Work instruction: State, as a bare number, how many lines below contain "findByContentfulIds".

*** Data supplied

PR #699, opened 2018-02-23
Un-gate quiz results

mendelB:
### What does this PR do?
This PR un-gates the Quiz, and allows user to see their quiz results without prompting the log-in flow.

Users who are already logged in will continue to be auto signed up for the Campaign but will also see their quiz results seamlessly.

Also changed the formatting of the `details` param when [dispatching a signup](https://github.com/DoSomething/phoenix-next/blob/ungate-quiz-results/resources/assets/actions/quiz.js#L49) from the quiz for logged in users. Previously we were passing through an object `{ source: 'quiz' }` which was causing an error and `500` from Rogue. Changed this over to a string. (`'source:quiz'`)

**Question**: There's still some logic in the [`quizConvert`](https://github.com/DoSomething/phoenix-next/blob/ungate-quiz-results/resources/assets/actions/quiz.js#L34) action that deals with an unauthenticated user, and triggers the Northstar flow. We're only calling this method now if they're authenticated so it won't bother us, but I can remove it if we think that it's not going to be needed anymore? -- UPDATE: REMOVED.

Fixes [#154881463](https://www.pivotaltracker.com/story/show/154881463)

### DIFF
--- a/resources/assets/actions/quiz.js
+++ b/resources/assets/actions/quiz.js
@@ -66,7 +66,9 @@ export function completeQuiz(quizId) {
     }
 
     document.querySelector('.main').scrollIntoView(true);
-    return dispatch(quizConvert(quizId));
+
+    return getState().user.id ?
+      dispatch(quizConvert(quizId)) : dispatch(viewQuizResult(quizId));
   });
 }
 
--- a/resources/assets/actions/quiz.js
+++ b/resources/assets/actions/quiz.js
@@ -3,7 +3,6 @@
 import { find } from 'lodash';
 import {
   clickedSignUp,
-  queueEvent,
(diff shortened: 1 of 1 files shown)


weerd:
> Question: There's still some logic in the quizConvert action that deals with an unauthenticated user, and triggers the Northstar flow. We're only calling this method now if they're authenticated so it won't bother us, but I can remove it if we think that it's not going to be needed anymore?

@mendelB Yeah, I think that should be fine given how we're planning on treating the Quiz moving forward.

mendelB:
@weerd OK I got rid of that snippet that would stash the quiz in localstorage and send the user for auth, as well as the part that would address grabbing that stashed quiz data if available.

PR #693, opened 2018-02-20
Display "action step" blocks (like voter reg.) in affirmation modal.

DFurnes:
### What does this PR do?
This PR allows editors to place "action step" blocks into the affirmation modal. This allows us to push other actions than sharing the campaign, like registering to vote.

screen shot 2018-02-20 at 3 39 14 pm

And here's the same page [on tablet](https://user-images.githubusercontent.com/583202/36450824-36ef18f0-165d-11e8-9d1d-573d914a9ccb.png) & [on mobile](https://user-images.githubusercontent.com/583202/36450795-11a279c0-165d-11e8-8e65-43fbe152aa0c.png)!

### Any background context you want to provide?
This involved more refactoring than I originally estimated. In particular:

🌵 Extract a single generalized `ActionStepBlock` component out of the `ActionStepWrapper` (which is used to render the entire action page). 2172965

📳 Add `Affirmation` as a possible "action step" block, and then use the `ActionStepBlock` in the affirmation modal! This should keep existing behavior for current campaigns, but allows us to start to introduce all the fun new stuff here over time. 3ccc211

🏭 Pull "page-specific" elements (like built-in section headers & column layout wrappers) into the `ActionStepWrapper` component, so `ActionStepBlock`is _just_ the step itself. b76858e

💱 Creates a `ModalControls` component that overlays the "close card" button, so that we don't have to muddy the rest of our components by passing this down through the hierarchy. e7a0390

🆔 Finally, this makes _all_ steps on the action page linkable! (Not just section headers.) 967bb8e

### What are the relevant tickets/cards?
[#154732073](https://www.pivotaltracker.com/story/show/154732073)

### Checklist
- [ ] Documentation added for new features/changed endpoints.
- [ ] Added appropriate feature/unit tests.
- [x] Added screenshot to PR description of related front-end updates on **small** screens.
- [x] Added screenshot to PR description of related front-end updates on **medium** screens.
- [x] Added screenshot to PR description of related front-end updates on **large** screens.

PR #700, opened 2018-02-23
WIP: Tidy up pages and blocks

DFurnes:
### What does this PR do?
This PR moves some things around to be more discoverable: it puts the main "action block" component from #693 into the `./Actions` directory with its other friends, and moves `./ActionPage` into the `./Pages` directory with its brethren. 

I wanted to move all the "actions" into the `./Block` directory so we can have them all work the same way (give Contentful JSON, get rendered block), but there's still some special parameters for "action blocks" that we need to be rid of (`stepIndex` & `isSignedUp`).

This was tackled as part of [#154881362](https://www.pivotaltracker.com/story/show/154881362).

### Checklist


weerd:
> with its brethren.

😂

weerd:
> I wanted to move all the "actions" into the ./Block directory so we can have them all work the same way (give Contentful JSON, get rendered block), but there's still some special parameters for "action blocks" that we need to be rid of (stepIndex & isSignedUp).

@DFurnes I don't necessarily mind having the `Actions` be in their own `./Actions` directory, since they are very specific components and won't necessarily work like all others. It helps maintain an understanding of these actions as being very specific things, contain logic that "does some action" and thus separated. 

My general rule for the `Page` directory and the different components in there is that the name of the component is suffixed with the name of the directory.... so `CampaignPage`, `LandingPage`, `ActionPage` all make sense to go in the containing `Page` directory. Currently most of the new action components and how we've been moving forward with them is with an `Action` suffix, `LinkAction`, `VoterRegistrationAction`, `ThirdPartyAction`, etc.

For the `Blocks` directory I could see things like the `ContentBlock`, and `GalleryBlock` going in there, and any future custom blocks we make for new features/new scenarios, but they're all suffixed with `Block`.

DFurnes:
Welp, this is ready for review Monday morning! Everything seems good from informal testing on my local, but may be best to hold off merging until after we do our prod deploy nonetheless. 😺

PR #706, opened 2018-02-26
Adding contentful migrations for the CampaignUpdate Contentful model

mendelB:
### What does this PR do?
This PR adds two migrations for the CampaignUpdate Contentful model:
1. Adding an Affiliate Logo field. 
   - Optional field
   - Accepts an asset link
2. Making the Author field optional

This is to support adding Affiliate Link campaign updates that pop [#154880493](https://www.pivotaltracker.com/story/show/154880493).

The affiliateLogo field will work similarly to the way it works in the [LinkAction](https://app.contentful.com/spaces/81iqaqpfd8fy/content_types/linkAction/fields).

The author field is now optional since that left-hand side of the Blocks footer will now contain either the author *or* the sponsor promo if the affiliate logo was added:
image

It's kind of a toggle situation between the two fields, and I wasn't sure if there's a better/clearer way to handle this?

Also, I promise I won't run this migration till the work is done to support these changes!

hashtag contentfulMigrationsFTW


weerd:
Number them! `2018_02_26_002_....` and `2018_02_26_003_....` since I already added `001` 😄

mendelB:
Ohhh right I knew I was forgetting something!

contentful/migrations/2018_02_26_002_add_affiliate_logo_field_to_campaign_updates.js
```diff
@@ -0,0 +1,12 @@
+module.exports = function (migration) {
+  const page = migration.editContentType('campaignUpdate');
```
weerd: Also just realized the `const` should probs not be named `page` ;)

weerd: Tossing up a quick PR :)

PR #985, opened 2018-06-19
Add method to find Campaigns from Contentful by IDs

mendelB:
### What does this PR do?

This PR adds a new method to the `CampaignRepository` to batch query campaigns from Contentful by a list of IDs

**Q**:
I wasn't sure whether to name this `findByContentfulIds` or if we wanted this to be implied as the de-facto primary ID by calling it `findByIds`?

#942

### DIFF
--- a/app/Repositories/CampaignRepository.php
+++ b/app/Repositories/CampaignRepository.php
@@ -160,6 +160,26 @@ class CampaignRepository
     }
 
     /**
+     * Find a list of campaigns by their IDs.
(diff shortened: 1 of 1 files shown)


DFurnes:
> I wasn't sure whether to name this `findByContentfulIds` or if we wanted this to be implied as the de-facto primary ID by calling it `findByIds`?

I think calling this `findByIds` seems reasonable to me.

PR #988, opened 2018-06-19
Remove old submission gallery related code

weerd:
### What does this PR do?

This PR removes code related to the old `ComponentActionStep` with a type of `submission-gallery` and the associated `SubmissionGallery` component.

Also adds in the submission gallery using the new GraphQL related component along with the new PSA, which I hadn't realized was actually missing! 😬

******

Response box: 2